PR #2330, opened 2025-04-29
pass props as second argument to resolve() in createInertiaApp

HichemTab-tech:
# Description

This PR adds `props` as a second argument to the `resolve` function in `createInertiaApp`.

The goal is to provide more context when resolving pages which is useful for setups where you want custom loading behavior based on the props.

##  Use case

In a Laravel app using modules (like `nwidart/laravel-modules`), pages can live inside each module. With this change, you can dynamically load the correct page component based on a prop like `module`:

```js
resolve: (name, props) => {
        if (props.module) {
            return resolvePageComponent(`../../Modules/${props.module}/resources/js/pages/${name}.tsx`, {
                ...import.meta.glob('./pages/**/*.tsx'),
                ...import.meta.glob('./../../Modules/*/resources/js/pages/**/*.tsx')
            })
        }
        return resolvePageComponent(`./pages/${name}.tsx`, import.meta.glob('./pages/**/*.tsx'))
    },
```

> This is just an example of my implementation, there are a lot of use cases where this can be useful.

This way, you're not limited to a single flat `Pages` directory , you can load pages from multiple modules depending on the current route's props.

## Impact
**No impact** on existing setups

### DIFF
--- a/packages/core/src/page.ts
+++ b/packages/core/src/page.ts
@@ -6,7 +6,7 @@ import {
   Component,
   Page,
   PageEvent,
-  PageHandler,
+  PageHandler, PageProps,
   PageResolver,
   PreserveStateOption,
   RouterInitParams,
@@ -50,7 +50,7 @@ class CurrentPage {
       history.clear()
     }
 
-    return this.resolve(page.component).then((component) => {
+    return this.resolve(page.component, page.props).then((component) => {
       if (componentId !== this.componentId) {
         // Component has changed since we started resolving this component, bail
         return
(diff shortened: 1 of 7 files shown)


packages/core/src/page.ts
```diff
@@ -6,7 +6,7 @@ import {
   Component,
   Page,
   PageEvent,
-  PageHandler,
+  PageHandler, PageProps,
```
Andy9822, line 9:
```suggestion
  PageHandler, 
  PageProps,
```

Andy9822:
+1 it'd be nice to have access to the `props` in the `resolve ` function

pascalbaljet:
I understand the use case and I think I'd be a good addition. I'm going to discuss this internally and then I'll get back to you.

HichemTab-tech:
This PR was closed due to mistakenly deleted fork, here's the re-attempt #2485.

=======

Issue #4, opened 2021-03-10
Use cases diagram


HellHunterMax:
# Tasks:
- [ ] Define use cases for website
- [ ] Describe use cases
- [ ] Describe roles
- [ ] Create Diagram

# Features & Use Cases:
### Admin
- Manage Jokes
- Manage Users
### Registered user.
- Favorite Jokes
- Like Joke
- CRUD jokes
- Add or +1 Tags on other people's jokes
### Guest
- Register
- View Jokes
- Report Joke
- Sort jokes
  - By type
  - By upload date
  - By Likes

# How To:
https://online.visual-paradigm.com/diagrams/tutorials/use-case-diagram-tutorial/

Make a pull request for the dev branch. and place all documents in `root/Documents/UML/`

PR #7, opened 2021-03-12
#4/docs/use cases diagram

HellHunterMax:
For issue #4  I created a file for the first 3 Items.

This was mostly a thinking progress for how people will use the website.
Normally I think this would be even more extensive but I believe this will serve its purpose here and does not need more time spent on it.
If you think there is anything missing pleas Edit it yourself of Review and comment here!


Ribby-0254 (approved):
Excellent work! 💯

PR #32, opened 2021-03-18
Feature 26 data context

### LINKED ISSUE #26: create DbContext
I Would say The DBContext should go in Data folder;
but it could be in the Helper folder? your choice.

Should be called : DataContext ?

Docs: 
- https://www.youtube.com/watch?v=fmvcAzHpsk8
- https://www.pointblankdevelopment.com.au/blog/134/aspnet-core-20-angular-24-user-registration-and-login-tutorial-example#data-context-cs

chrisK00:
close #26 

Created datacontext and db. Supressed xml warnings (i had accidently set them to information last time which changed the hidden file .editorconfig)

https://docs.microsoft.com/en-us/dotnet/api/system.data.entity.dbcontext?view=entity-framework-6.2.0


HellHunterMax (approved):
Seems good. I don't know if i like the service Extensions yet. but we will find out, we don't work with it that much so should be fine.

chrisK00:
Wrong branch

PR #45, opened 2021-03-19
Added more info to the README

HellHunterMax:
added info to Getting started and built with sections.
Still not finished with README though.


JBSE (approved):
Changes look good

=======

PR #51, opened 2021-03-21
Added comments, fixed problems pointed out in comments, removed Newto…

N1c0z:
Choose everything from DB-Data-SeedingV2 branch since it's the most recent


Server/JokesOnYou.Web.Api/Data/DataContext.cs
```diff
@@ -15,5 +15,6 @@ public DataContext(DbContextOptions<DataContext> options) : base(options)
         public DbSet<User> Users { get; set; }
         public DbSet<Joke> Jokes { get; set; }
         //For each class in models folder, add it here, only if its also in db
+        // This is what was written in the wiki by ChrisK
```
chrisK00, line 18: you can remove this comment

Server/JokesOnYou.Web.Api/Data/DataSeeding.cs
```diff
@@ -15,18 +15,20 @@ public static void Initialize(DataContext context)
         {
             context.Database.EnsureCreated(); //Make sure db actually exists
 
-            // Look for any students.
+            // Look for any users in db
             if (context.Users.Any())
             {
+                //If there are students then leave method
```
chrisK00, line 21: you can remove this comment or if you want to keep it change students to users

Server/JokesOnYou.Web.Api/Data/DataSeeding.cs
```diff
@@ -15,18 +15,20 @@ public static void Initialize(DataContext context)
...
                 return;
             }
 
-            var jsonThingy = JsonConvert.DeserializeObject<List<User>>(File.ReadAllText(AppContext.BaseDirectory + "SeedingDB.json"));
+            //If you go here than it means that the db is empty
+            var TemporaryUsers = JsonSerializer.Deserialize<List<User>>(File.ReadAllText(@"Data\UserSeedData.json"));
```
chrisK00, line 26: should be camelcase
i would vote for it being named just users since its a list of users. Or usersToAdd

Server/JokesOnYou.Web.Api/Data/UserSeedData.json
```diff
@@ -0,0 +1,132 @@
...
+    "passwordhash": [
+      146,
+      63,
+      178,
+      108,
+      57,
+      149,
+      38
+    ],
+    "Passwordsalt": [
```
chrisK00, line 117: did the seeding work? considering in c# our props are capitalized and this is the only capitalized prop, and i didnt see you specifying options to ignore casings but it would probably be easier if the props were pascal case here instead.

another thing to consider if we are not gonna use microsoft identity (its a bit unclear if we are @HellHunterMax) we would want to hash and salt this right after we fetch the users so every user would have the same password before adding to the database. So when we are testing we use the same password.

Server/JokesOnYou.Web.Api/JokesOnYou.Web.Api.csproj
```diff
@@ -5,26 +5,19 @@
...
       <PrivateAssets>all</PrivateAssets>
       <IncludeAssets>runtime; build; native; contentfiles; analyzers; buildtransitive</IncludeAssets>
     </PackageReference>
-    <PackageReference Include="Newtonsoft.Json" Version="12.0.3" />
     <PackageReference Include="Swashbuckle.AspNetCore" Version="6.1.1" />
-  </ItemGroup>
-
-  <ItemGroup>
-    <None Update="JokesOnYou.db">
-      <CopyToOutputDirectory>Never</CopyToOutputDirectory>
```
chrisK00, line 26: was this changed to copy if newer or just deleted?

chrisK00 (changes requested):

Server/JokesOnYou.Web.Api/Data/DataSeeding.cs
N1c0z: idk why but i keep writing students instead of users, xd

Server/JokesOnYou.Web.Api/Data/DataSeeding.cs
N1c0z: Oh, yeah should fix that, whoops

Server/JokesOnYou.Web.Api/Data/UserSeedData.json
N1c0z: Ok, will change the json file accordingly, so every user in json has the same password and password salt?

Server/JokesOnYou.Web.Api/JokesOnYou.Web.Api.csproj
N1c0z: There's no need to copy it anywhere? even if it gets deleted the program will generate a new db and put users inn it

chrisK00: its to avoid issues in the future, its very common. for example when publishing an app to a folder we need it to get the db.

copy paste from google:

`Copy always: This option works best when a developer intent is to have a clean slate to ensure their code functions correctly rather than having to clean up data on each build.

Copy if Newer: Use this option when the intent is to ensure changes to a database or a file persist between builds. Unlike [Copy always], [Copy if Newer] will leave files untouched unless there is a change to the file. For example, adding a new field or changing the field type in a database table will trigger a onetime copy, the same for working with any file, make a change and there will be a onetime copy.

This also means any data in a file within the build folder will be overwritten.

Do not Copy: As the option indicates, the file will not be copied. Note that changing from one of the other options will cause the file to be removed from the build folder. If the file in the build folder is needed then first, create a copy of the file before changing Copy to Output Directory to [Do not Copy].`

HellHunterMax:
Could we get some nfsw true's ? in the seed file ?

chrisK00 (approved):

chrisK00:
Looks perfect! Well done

=======

# Task details
Find the word "example" in the entries, then copy out every line that has it.

# Answer for the task
> This is just an example of my implementation, there are a lot of use cases where this can be useful.
- https://www.pointblankdevelopment.com.au/blog/134/aspnet-core-20-angular-24-user-registration-and-login-tutorial-example#data-context-cs
chrisK00: its to avoid issues in the future, its very common. for example when publishing an app to a folder we need it to get the db.
Copy if Newer: Use this option when the intent is to ensure changes to a database or a file persist between builds. Unlike [Copy always], [Copy if Newer] will leave files untouched unless there is a change to the file. For example, adding a new field or changing the field type in a database table will trigger a onetime copy, the same for working with any file, make a change and there will be a onetime copy.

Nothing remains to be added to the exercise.